Step 1: Download ScreamingFrog (The Free Version is Overpowered and Awesome)
I'm not, in general, a fan of browser tools for this kind of thing and the free version of ScreamingFrog is so overpowered that anybody who does anything resembling webmaster or SEO work should have at least that. No that's not an affiliate link, I just believe in the product that much.
Step 2: Configure The ScreamingFrog Spider
This step is technically optional, but it allows you to crawl more pages and that's what you're hear for.
Once you've got ScreamingFrog installed and up and running, go to Configuration > Spider:
Leave everything else default, but check "Follow Internal 'nofollow'" if you want to include the pages that are linked to with "nofollow" links. Even if these are nofollowed they could still get indexed by search engines. There's another setting, "Ignore robots.txt" that you'll need to think about. This allows you to scrape pages even if robots.txt blocks bots. While it's not technically illegal to ignore robots.txt, it's a pretty scuzzy thing to do and I would advise against it on anything but your own site:
Step 3: Scan The Site
This is pretty self-explanatory. Type the name of the site into the text box up top, and hit "Start," then wait for it to finish.
The progress bar next to the "Start" and "Clear" buttons will give you an estimate of how many of the pages have been crawled:
And you can find more detailed information in the bottom right hand corner:
Keep in mind that these progress indicators are going to move backwards whenever they find links to new pages that weren't previously known about.
Step 4: Narrow Down The List
For the rest of this post, I'm going to assume that you are only interested in pages that are actually up on the site and running, but if you're also interested in links to pages that redirect, 404 pages, etc., you already have everything you need...except, you need to be aware of something. If you were like me, and you didn't type the exact, proper address for the homepage into the text box up top, you're going to get a redirected page that isn't necessarily linked to from anywhere else on the site:
If you're looking for 301s like this, you should click on this listing, then take a look at the bottom frame of the window, click the "Inlinks" tab, and take a look at what it says.
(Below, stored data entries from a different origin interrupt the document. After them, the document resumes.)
PR #6155, opened 2024-06-10
tool(sync): print warn on upcoming code sync daemon change

vvagaytsev:

A follow-up PR for #6148.

This makes the users aware about the upcoming change of the code syncing daemon.

Fixes #


twelvemo (approved):
Great work!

If it says "No Inlinks discovered," it means that there aren't any pages on this site that link to that page, so the only reason it's showing up is because you entered it.
Now, assuming you're only interested in the live pages, this is how I do it. Start by sorting by status code:
Then just scroll down until you get the the pages with Status Code 200, select them, copy them (ctrl+c), and paste them into your favorite spreadsheet program. You could also export the whole thing using ScreamingFrog's "bulk export," but personally I prefer to select what I need and just copy it directly.
And that's it!
Of course, now that you've gotten this far, you can probably see that you've got a lot more valuable information to work with than just a list of URLs. You can find duplicates, look for missing title tags and other markup, find issues in your site architecture, and do a hell of a lot more. We're going to be covering a lot of this in later Tactic Tuesdays.